The financial situation the Sauber F1 team finds itself in is unfortunately nothing new to the Formula 1 paddock.
Aside from the Swiss team, the likes of Marussia, Caterham, Williams and Force India have hired drivers who bring substantial sponsorship dollars with them, and last year’s signing of Esteban Gutiérrez – ostensibly in a bid to secure the sponsorship Telmex provided – was an early sign of the team’s apparent financial struggles.
Being a young rookie with limited experience behind the wheel of an F1 car, many argued that Gutiérrez was not yet mature enough to pilot over 700BHP. So far, he’s yet to prove his critics wrong, with no points to his name and regular appearances in the Q1 dropout zone – not to mention the fact that he has been constantly outperformed by his experienced team-mate, Nico Hülkenberg.
This brings into question Sauber’s new financial saviour, their newly-signed and very well-funded test driver Sergey Sirotkin. Currently competing in the Formula Renault 3.5 series, he’s 18 years of age and has never had a run in an F1 car. Sauber Team Principal Monisha Kaltenborn, has already confirmed that the Russian will drive for the outfit providing he obtains his Superlicense.
Taking age out of the equation, Sirotkin doesn’t even meet the criteria of results in the junior categories to qualify for a Superlicense, so why is he to be considered for a full-time driver at the pinnacle of motorsport next year?

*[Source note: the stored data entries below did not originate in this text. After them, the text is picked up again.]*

PR #5719, opened 2025-09-13
Fix two unrelated version issues

### LINKED ISSUE #4928: Index V2 does not properly handle versions of `<part>.0` or `<part>.###0`
When moving from IndexV1 to IndexV2 the code which builds up the index was heavily modified to optimize the size of the index. This has resulted in a parsing error, where versions such as `128.0` or `132.0` do not have the trailing `.0` mapped into their version. When the version is more than two parts, or does not end in `0`, the version is parsed properly. This only affects IndexV2.

This seems to affect `latest_version`, `arp_min_version`, and `arp_max_version`

For example -
* `128.0` -> `128`
* `11.10` -> `11.1`

Image
Image

My best guess is that the version information isn't being handled explicitly as a string. When there is only a single decimal point, it then gets parsed as a number

JohnMcPMS:
Fixes #4928
Fixes providing "1" for the version when the version is actually "1.0" and the like (there is probably an issue filed but I didn't find it after a quick search).

## Issues
Due to SQLite helpfully not being picky about data types, the packages table in the v2 index was using INT64 for every column, when in reality they should mostly by strings (TEXT).  When the version was parsable as a number, it would drop unnecessary portions (trailing 0s).

New code in the v2 index and the composite package changes were using string comparison instead of `Version`, requiring an exact string match rather than `Version` equality.

## Changes
Use the data type that we already had set up rather than always INT64.  This will require a service update to actually fix anything (but doesn't require a client update).

Use `Version` comparisons rather than string in the v2 index and composite package version selection.

## Validation
Added new tests and confirmed via manual usage.
 ###### Microsoft Reviewers: [Open in CodeFlow](https://microsoft.github.io/open-pr/?codeflow=https://github.com/microsoft/winget-cli/pull/5719)

### DIFF
--- a/src/AppInstallerCLITests/SQLiteIndex.cpp
+++ b/src/AppInstallerCLITests/SQLiteIndex.cpp
@@ -3935,3 +3935,31 @@ TEST_CASE("SQLiteIndex_AddOrUpdateManifest", "[sqliteindex]")
         REQUIRE(!index.AddOrUpdateManifest(manifest, manifestPath));
     }
 }
+
+TEST_CASE("SQLiteIndex_VersionStringPreserved", "[sqliteindex]")
+{
+    TempFile tempFile{ "repolibtest_tempdb"s, ".db"s };
+    INFO("Using temporary file named: " << tempFile.GetPath());
+
+    Manifest manifest;
+    SQLiteIndex index = CreateTestIndex(tempFile);
+
+    string_t publisher = "Test";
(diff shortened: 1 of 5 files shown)


Trenly:
> Due to SQLite helpfully not being picky about data types

Should there be an issue filed for the SQLiteBuilder to support optionally adding `STRICT` onto the table creation SQLstatement ?

florelis (approved):

PR #5724, opened 2025-09-15
Heal tracking database if it can't open

JohnMcPMS:
## Change
When we fail to open the tracking database, rename it and create a new one.  The initial `Open` requires two things to succeed:
1. SQLite considers this a valid database file
2. The metadata table exists and contains a schema version that we can read

If an exception is thrown, we move the file (and the auxiliary journals if they exist) to new names (`installed.db` -> `installed-corrupted.db`) and create a new database.

## Validation
Added a unit test that corrupts the database and is able to open the new one.
 ###### Microsoft Reviewers: [Open in CodeFlow](https://microsoft.github.io/open-pr/?codeflow=https://github.com/microsoft/winget-cli/pull/5724)

### DIFF
--- a/.github/actions/spelling/expect.txt
+++ b/.github/actions/spelling/expect.txt
@@ -582,6 +582,7 @@ vns
 vsconfig
 vstest
 waitable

The team’s reserve driver position became vacant due to the release of the promising Robin Frijns, a driver with raw speed and talent, but with no money. It would be easy to slot Sirotkin into that role and mould him into a driver who’ll be safe and comfortable enough in the car to push and score points. But surely no driver is that stubborn that they expect a drive a the top tier without going through some sort of learning curve.

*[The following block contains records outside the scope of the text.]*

Issue #1885, opened 2022-01-31
Manifest fields for custom uninstall arguments and return codes


jedieaston:
### Description of the new feature / enhancement

We currently have a bunch of manifest fields for installing packages:
```
InstallerSwitches:
    Custom: /allthethings
    Silent:  /VERYSILENT
    SilentWithProgress: /somewhatsilent
InstallerSuccessCodes:
    - 12
    - 57
    - 99
 ```

But we don't have any for uninstalling packages. Many packages return funny error codes that still mean success after an uninstall, or require special arguments to make uninstall 100% silent. Currently, there isn't a way to tell winget to use these.

(I believe this will help with the Edge WebView2 issues, as it requires user interaction to uninstall and then it exits with a non-zero code, which halts the upgrade leaving the user with no WebView2).

### Proposed technical implementation details

Some matching manifest keys that work similarly to the existing installer fields, per installer (I realize that it may be difficult to make a best guess at `InstallerType` if winget didn't install the package to begin with, but that will need to be implemented anyway at some point). Ideally, these switches should be ran on the local uninstall executable, presuming it still exists. 

If a manifest isn't available for an app that a user wants to uninstall, then the current behavior should be preserved. 

```
UninstallerSwitches:
    Custom: /uninstallallthethings
    Silent:  /VERYSILENT
    SilentWithProgress: /somewhatsilent
UninstallerSuccessCodes:
    - 12
    - 57
    - 99
```

denelon:
Additional context from a thread on [Twitter](https://twitter.com/JeroenEbus/status/1620356651760091136).

I asked if we had samples of uninstall experiences that could be improved with arguments for silent:
* `winget uninstall citrix.workspace` is showing the prompt, CitrixWorkspaceApp22.12.0.48.exe /uninstall /silent silently removes the Citrix Workspace App without a prompt.
* Another one: "C:\Program Files\IrfanView\iv_uninstall.exe" /silent

koitsu:
Another one to add to the list as an example of where uninstaller exit codes are important: `winget uninstall mirc`.  This one is amusing in itself, as it uses the NSIS (Nullsoft installer).  The following occurs:

* Uninstaller is run
  * Note that the uninstaller binary, `uninstall.exe`, is located in the same directory as the mIRC software itself, i.e. `C:\Program Files\mIRC`
  * Also note that the uninstaller is not run silently (i.e. is interactive), despite the installer being run silently
[...]

PR #5734, opened 2025-09-22
Add Uninstaller Switches and Success Codes to Manifest Schema

dkbennett:
Motivated by issue #1885 but does not complete it.

This adds the UninstallerSwitches and UninstallerSuccessCodes to the manifest schema for 1.12 and all related tests and validation.

* UninstallerSwitches are a subset of the InstallerSwitches
* UninstallerSuccessCodes are essentially identical to InstallerSuccessCodes

Neither of these fields are consumed yet, this is updating the schema to support their addition.

Tested:
* RestSource tests and ManifestValidation tests pass

-----

### DIFF
--- a/schemas/JSON/manifests/latest/manifest.installer.latest.json
+++ b/schemas/JSON/manifests/latest/manifest.installer.latest.json
@@ -2,778 +2,851 @@
   "$id": "https://aka.ms/winget-manifest.installer.1.12.0.schema.json",
   "$schema": "http://json-schema.org/draft-07/schema#",
   "description": "A representation of a single-file manifest representing an app installers in the OWC. v1.12.0",
-  "definitions": {
-    "PackageIdentifier": {
-      "type": "string",
-      "pattern": "^[^\\.\\s\\\\/:\\*\\?\"<>\\|\\x01-\\x1f]{1,32}(\\.[^\\.\\s\\\\/:\\*\\?\"<>\\|\\x01-\\x1f]{1,32}){1,7}$",
-      "maxLength": 128,
-      "description": "The package unique identifier"
-    },
-    "PackageVersion": {
-      "type": "string",
-      "pattern": "^[^\\\\/:\\*\\?\"<>\\|\\x01-\\x1f]+$",
-      "maxLength": 128,
-      "description": "The package version"
-    },
-    "Locale": {
-      "type": [ "string", "null" ],
-      "pattern": "^([a-zA-Z]{2,3}|[iI]-[a-zA-Z]+|[xX]-[a-zA-Z]{1,8})(-[a-zA-Z]{1,8})*$",
-      "maxLength": 20,
-      "description": "The installer meta-data locale"
-    },
-    "Channel": {
-      "type": [ "string", "null" ],
-      "minLength": 1,
-      "maxLength": 16,
-      "description": "The distribution channel"
-    },
-    "Platform": {
-      "type": [ "array", "null" ],
-      "items": {
-        "title": "Platform",
-        "type": "string",
-        "enum": [
-          "Windows.Desktop",
-          "Windows.Universal"
-        ]
-      },
-      "maxItems": 2,
-      "uniqueItems": true,
-      "description": "The installer supported operating system"
-    },
-    "MinimumOSVersion": {
-      "type": [ "string", "null" ],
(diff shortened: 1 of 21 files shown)


schemas/JSON/manifests/latest/manifest.installer.latest.json
```diff
@@ -2,778 +2,838 @@
...
-    },
-    "NestedInstallerFiles": {
-      "type": [ "array", "null" ],
-      "items": {
-        "type": "object",
-        "title": "NestedInstallerFile",
-        "properties": {
-          "RelativeFilePath": {
+    "definitions": {
+        "PackageIdentifier": {
```
JohnMcPMS: Was this churn intentional?  The PR comment did not mention a refactoring of the schema like this, and I don't understand why we are doing it.

schemas/JSON/manifests/latest/manifest.singleton.latest.json
```diff
@@ -2,879 +2,939 @@
...
-    },
-    "Icon": {
-      "type": "object",
-      "properties": {
-        "IconUrl": {
-          "type": "string",
-          "pattern": "^([Hh][Tt][Tt][Pp][Ss]?)://.+$",
-          "maxLength": 2048,
-          "description": "The url of the hosted icon file"
+    "definitions": {
```
JohnMcPMS: Same.

src/AppInstallerRepositoryCore/Rest/Schema/1_12/Json/ManifestDeserializer_1_12.cpp
```diff
@@ -9,6 +9,81 @@ using namespace AppInstaller::Manifest;
 
 namespace AppInstaller::Repository::Rest::Schema::V1_12::Json
 {
+    namespace
+    {
+        // Uninstaller switches
+        constexpr std::string_view UninstallerSwitches = "UninstallerSwitches"sv;
```
JohnMcPMS, line 15: Can we not reuse the installer parsing?

JohnMcPMS (changes requested):
I feel like adding all of these to the schema without an implementation and/or plan on how to consume them will result in values that are unusable.  Silent already has a meaning since there is silent ARP entry data.  What do we do if a silent switch is present with that ARP data?  Interactive is the default assumption for uninstall ARP command line; when would we use the interactive switch?

If they exist in 1.12 schema but aren't implemented, people can add them without effect until they suddenly light up at some point in the future.  This is really the blocking issue to me.  I can imagine a path forward, even if it isn't clearly defined today, for all of the switches.  But allowing for these to be defined in manifests in winget-pkgs without any validation beyond "the manifest parses" seems very bad.

Trenly:
> Interactive is the default assumption for uninstall ARP command line;

I thought the default was:
* If the ARP contains `SilentUninstallString` use that
* Otherwise, fall back to `UninstallString`

schemas/JSON/manifests/latest/manifest.installer.latest.json
Trenly: This big of a refactoring of the schema could also break tools (such as YamlCreate) that expect the schema definitions to be mostly the same between versions, with only content being added to the existing fields, because some of these tools pull the validation requirements for pattern and length directly from the schema

JohnMcPMS:
> > Interactive is the default assumption for uninstall ARP command line;
> 
> I thought the default was:
> 
> * If the ARP contains `SilentUninstallString` use that
> * Otherwise, fall back to `UninstallString`

I wasn't complete enough in my statement: Interactive is the default assumption for the UninstallString value behavior.

schemas/JSON/manifests/latest/manifest.installer.latest.json
dkbennett: Not intentional, will fix

schemas/JSON/manifests/latest/manifest.singleton.latest.json
dkbennett: Yeah it was the VS editor having different spacing and I didn't catch it on the checkin, fixing. Not an intentional change, just VS really wanting a 4 space indentation. Something really unexpected happened here.

src/AppInstallerRepositoryCore/Rest/Schema/1_12/Json/ManifestDeserializer_1_12.cpp
dkbennett: They don't have the same set of switches - upgrade, update, and install location doesn't make sense for uninstall switches,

Even though his rookie year isn’t going quite as expected, Gutierrez at least had a GP3 championship title under his belt before jumping into F1.

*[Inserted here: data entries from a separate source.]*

PR #408, opened 2015-08-25
Rename finagle-memcachedx to finagle-memcached

luciferous:
This is an intermediate PR to serve as a reference for the changes needed for renaming the memcachedx module.


dschobel:
rename is finished, closing.

Issue #175, opened 2013-06-17
Allow retrieval of client certificate


bpfoster:
When using client auth with 2-way SSL, present the client certificate for custom authorization code to use.  The result should be something similar to the call of `SSLEngine.getSession().getPeerCertificateChain()`

Originally posted in the users group at https://groups.google.com/forum/?fromgroups#!topic/finaglers/j4xrFRF1MDI

danielpcox:
Does this commit on develop: https://github.com/twitter/finagle/commit/3d6f236f and the fact that Thrift RPC is now supported over TLS close this question?

mosesn:
I think so?  Have you done this by any chance :P

danielpcox:
Not yet, but it's on my list. :) I'll give it a shot next week and let you know.

danielpcox:
Make that the next three weeks... I'm pretty distracted at the moment. @mosesn would you be able to try it out? At the moment, I expect to be able to circle back around and confirm that this solves our problems by the end of next week, but anybody with some time to kill right now could pull develop and try extracting a client certificate over TLS via Thrift and HTTP.

I think you'd just have to write a little demo ping server that uses TLS and grabs some attribute out of the client cert, and then write a client to connect to it with any certificate.

mosesn:
End of next week is fine, I don't think anyone needs this more urgently than you do (and if they do, they can run their own tests :P)

danielpcox:
OK, I'm finally getting around to this now. I think I'm misunderstanding something fundamental, though. How do I actually get ahold of the Transport from inside a service's request handler? How can I do anything with the client's incoming certificate information so as to affect the response?

mosesn:
Looks like you should be able to call [`Transport.peerCertificate`][0] on the serverside.

I don't think it's officially deprecated yet, but we're [gently encouraging folks][1] to use the finagle-6 style APIs.

[0]: https://github.com/twitter/finagle/commit/3d6f236f#diff-d274cdcb169a7b7dbb5b2e81f9ea4959R93
[1]: http://twitter.github.io/finagle/guide/FAQ.html#how-do-i-configure-clients-and-servers-with-finagle-6-apis

danielpcox:
I'm sorry Moses, I still don't understand. How do I get a handle on the Transport object from within a server implementation? I've read all the documentation and I still only know how to do the most common things. I'm implementing a Thrift IDL-defined interface, and I don't see how the transport object could be injected at this point.

[...]

PR #412, opened 2015-09-03
fixing erroneous direct construction of Netty3Listener without params in finagle-thrift

danielpcox:
Greetings Finagle masters,

TL;DR In finagle-thrift (and none of the other protocol libraries), `Netty3Listener` was being constructed directly, without passing in the `params`.

I was originally trying to test the official solution to https://github.com/twitter/finagle/issues/175 and was able to get TLS over Thrift and extraction of the client certificate working using the old builder API, but _not with the new Finagle 6 API_. Eventually I discovered that `apply` on the `Netty3Listener` object was never being called, which led to this adjustment.

@mosesn and I discussed the removal of the hard-coded "thrift" label, and since it's only used as a backup scope for the stats receiver if the `ServerRegistry` doesn't have one for the listening address, and because it's manually configurable by the user, it seemed safe to remove it. I think it was probably only put there anyway because direct use of the constructor requires it.

Thanks to @mosesn @jeremyrsmith for helping me run this to ground.

### DIFF
--- a/finagle-thrift/src/main/scala/com/twitter/finagle/Thrift.scala
+++ b/finagle-thrift/src/main/scala/com/twitter/finagle/Thrift.scala
@@ -229,7 +229,7 @@ object Thrift extends Client[ThriftClientRequest, Array[Byte]] with ThriftRichCl
         if (framed) thrift.ThriftServerFramedPipelineFactory
         else thrift.ThriftServerBufferedPipelineFactory(protocolFactory)
 
-      Netty3Listener("thrift", pipeline)
+      Netty3Listener(pipeline, params)
     }
 
     protected def newDispatcher(


mosesn:
Have you tested this to make sure it solves the problem?

danielpcox:
I will be today. Just have to figure out how to build Finagle first. :)

danielpcox:
Yes. Hallelujah. I can confirm that this fix allows me to use the new Finagle 6 APIs to

a) do Thrift RPC over TLS and
b) extract the client certificate from the Transport to allow for PKI-based client authentication.

Examples of these miracles are here: https://github.com/DecipherNow/finagle-tls/tree/new-api
Obviously at the moment they require a manual publishM2 of this finagle-thrift fork to use.

mosesn:
:+1: shipit

nshkrob:
Makes sense. Can you add a simple unit test, e.g. by setting the Stats param and checking for stats?

danielpcox:
Sure, though it's crunch-time on another project so it'll have to wait until Monday.

suls:
I verified this with https://groups.google.com/forum/#!topic/finaglers/g_4i1xpfAJo ..

Would adding a thrift/TLS test case be overkill?

mosesn:
Nah, seems reasonable.  Do you want to make a PR against Daniel's branch?  The one caveat is that because we're going to squash this into one commit, only he would get the credit for the change.

nshkrob:
It would be definitely useful as a reference and as a test for this, thanks! @mosesn we can pull the test separately I think.

mosesn:
:+1:

PR #418, opened 2015-09-14
Make ServiceFactoryCache publicly accessible.

olix0r:
Problem

The logic encapsulated by `ServiceFactoryCache` is generally useful to
applications that build clients in dynamic ways.

Solution

Drop the 'private' classifier from the `ServiceFactoryCache` definition.

### DIFF
--- a/finagle-core/src/main/scala/com/twitter/finagle/factory/ServiceFactoryCache.scala
+++ b/finagle-core/src/main/scala/com/twitter/finagle/factory/ServiceFactoryCache.scala
@@ -58,7 +58,7 @@ private class IdlingFactory[Req, Rep](self: ServiceFactory[Req, Rep])
  * performance: one-shots could be created constantly for a hot cache
  * key, but should work well when there are a few hot keys.
  */
-private class ServiceFactoryCache[Key, Req, Rep](
+class ServiceFactoryCache[Key, Req, Rep](
     newFactory: Key => ServiceFactory[Req, Rep],
     statsReceiver: StatsReceiver = NullStatsReceiver,
     maxCacheSize: Int = 8)


mosesn:
LGTM

kevinoliver:
@olix0r its not obvious that this is a generally useful construct for end-users. Could you elaborate more on the use case?

A middle ground might be to mark if `private[finagle]` which would allow users to use it at their own risk by putting their code into `com.twitter.finagle`.

olix0r:
So, I'm okay with this being `private[finagle]`, but I also want some agreement that the API won't break or that this won't just disappear one release.  Making this public gives me a slightly warmer feeling in this regard.

Basically, I'm doing some Naming/BindingFactory-type things outside of finagle clients (for a very good reason, I assure you); and I need this functionality to avoid needless work.  For the time being I've just whole-hog copy/pasted `ServiceFactoryCache` (and `DynNameFactory` and `NameTreeFactory`) into my project.  This is okay, I suppose, but I'd also like the benefit of any bugfixes/improvements twitter makes in this space.

All in all, I'm fine with whatever you folks feel most comfortable supporting.

kevinoliver:
There wasn't general consensus that this should be public, and I generally prefer less public API support.

Lets do this as `private[finagle]` and we can try to remember to not destroy/mutilate it.

atollena:
@olix0r If we do decide that this isn't useful for BindingFactory anymore or that the interface must change, there will be a note in the change log (and you'll find out soon enough). At that point you can just copy the code to your project.

So LGTM.

olix0r:
I mean... isn't that just an argument against API stability in general?  "We may break this at any time and you'll have to figure out how not to be broken?"  If you want the ability to break this API in a minor release, I'll just copy the code now.

kevinoliver:
@olix0r a project can choose to keep all APIs frozen and rarely if ever modify them and of course that has downsides as well. The JDK is a good example of this and for the most part do a great job on it. But it leads to much slow release cycles and keeping broken APIs for a long time (forever so far). I highly doubt you are proposing that.

We try our best to keep public API stable and document it when we do break them. For things where we are less certain about their APIs we want to have more flexibility in modifying them. This is when we use the package private visibility modifiers and put APIs into the exp package. 

Its a balance or course and I hope we are doing a decent job on it.

olix0r:
@kevinoliver I understand. I suppose I'm just trying to register my interest in/dependency on this part of finagle.  If there are changes to these modules, I'd love to be involved in the discussion or at least aware of the changes before they land. To be clear: I'm absolutely not against API changes, though I am trying to avoid surprises (especially ones that are so deep/fundamental), and because finagle isn't developed in the open, it's hard to know what to expect.

So this PR is really trying to tease out:
- do you foresee these APIs changing anytime soon?
- if they do change, how can we do this in a non-surprising manner?  "`develop` will just change" is a bit scary to me.  Because we are feeding changes back into finagle, I suspect we'll be building against `develop` in the very near future...

kevinoliver:
I think @atollena and @jaked would best to answer your first question.

And regarding the latter we don't have any great mechanism for it today :/ Do you or anyone else have any ideas given how development works on this project?

olix0r:
@kevinoliver perhaps a finagle-dev list?  The finaglers list is fairly user-focused; but it might be nice to have a forum for discussing changes to internals. This may be too heavyweight for now considering that the list of people who care about this nitty-gritty level of detail is pretttty small.  It's not urgent, just something to keep an eye on if it actually causes problems.  (I'm of course open to other suggestions for lightweight synchronization on code changes).

Thanks for humoring me!

kevinoliver:
I like the idea of a finagle-dev@ list. (+@travisbrown)

dschobel:
merged in 96e91a9b629edb408052cdfa5323ae6507e2a257. thanks @olix0r.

The subject of future sustainability doesn’t just end towards the back of the grid either. In a bid to become more prominent in the championship, Lotus are reportedly contemplating Pastor Maldonado as a replacement for the Ferrari-bound Kimi Räikkönen.
Also competing for the Lotus seat is Hulkenberg, who doesn’t bring in anywhere near the amount Maldonado can bring. Put the two together: you have Maldonado who is a race winner, and has failed to follow up on expectations; and Hulkenberg, who has put a Williams on pole in changeable conditions, and has led a Grand Prix in a Williams, Force India and a Sauber, constantly outperforming his machinery.
Another name floating around is Felipe Massa, albeit unlikely, he’s fresh off an eight-year stint with Ferrari, and could be a good asset for Lotus.
The signing of Kimi Räikkönen’s replacement will tell where Lotus’ priorities lie…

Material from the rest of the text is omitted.